Movie Review

Dead Ringer

Mirror, mirror, on the wall, now who's the fairest twin of all?
Dead Ringer Movie Poster

US Release Date: 02-19-1964

Directed by: Paul Henreid


  • Bette Davis
  • Margaret DeLorca / Edith Phillips
  • Karl Malden
  • Sergeant Jim Hobbson
  • Peter Lawford
  • Tony Collins
  • Philip Carey
  • Sergeant Hoag
  • Jean Hagen
  • Dede Marshall
  • George Macready
  • Paul Harrison
  • Estelle Winwood
  • Dona Anna
  • George Chandler
  • George, Chauffeur
  • Mario Alcalde
  • Garcia
  • Cyril Delevanti
  • Henry, the Butler
  • Monika Henreid
  • Janet, the maid
Reviewed on: January 22nd, 2012
Bette Davis and Bette Davis in Dead Ringer.

Bette Davis and Bette Davis in Dead Ringer.

For the second time in her long and illustrious career Bette Davis played twins (the first time was in A Stolen Life in 1946). The black & white Dead Ringer has elements of film noir mixed with a gothic mystery/thriller. It is also - due entirely to Bette’s over-the-top performance - somewhat of a camp classic. This is the Bette Davis that female impersonators love doing impressions of. Her manic smoking mannerisms, exaggerated diction and hoarse speaking voice all reached their pinnacle in Dead Ringer.

This movie gave Bette the chance to play not one, but two juicy roles. One sister married rich (to the man the other sister was in love with of course). She lives in a mansion with servants waiting on her hand and foot and wears glamorous designer gowns. The other sister is the dowdy proprietor of a dingy little cocktail lounge that she owes three months back rent on. She lives in a squalid little one room flat upstairs. The movie opens with both sisters attending the funeral of the rich husband after not having seen each other in something like twenty years.

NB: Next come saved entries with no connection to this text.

PR #3548, opened 2025-02-13
viewer-private#394 Ensure correct item id is used on mac

maxim-productengine:
Big thanks to Caladbolg for assisting and helping to find the cause!

### DIFF
--- a/indra/newview/llinventorypanel.cpp
+++ b/indra/newview/llinventorypanel.cpp
@@ -579,7 +579,7 @@ void LLInventoryPanel::itemChanged(const LLUUID& item_id, U32 mask, const LLInve
     {
         if (model_item && view_item && viewmodel_item)
         {
-            const LLUUID& idp = viewmodel_item->getUUID();
+            const LLUUID idp = viewmodel_item->getUUID();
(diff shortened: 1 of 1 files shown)


marchcat (approved):

indra/newview/llinventorypanel.cpp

The dowdy twin kills the rich twin and assumes her identity. The plot takes several twists and turns before the unexpected ending. The two men in the story are played by Karl Malden and Peter Lawford. Malden is the honest cop/boyfriend of Edith, the poor sister, while Lawford plays the rich sister’s lover.

At 56 Bette Davis is playing early 40s. The black & white cinematography helps hide her aging face and body. She shows quite a bit of skin so believe me you’ll be thankful for this fact before it’s all over. The role had originally been offered to the much younger and prettier Lana Turner, which explains all the undressing scenes. This is one of Bette Davis’ last attempts at playing a glamorous character.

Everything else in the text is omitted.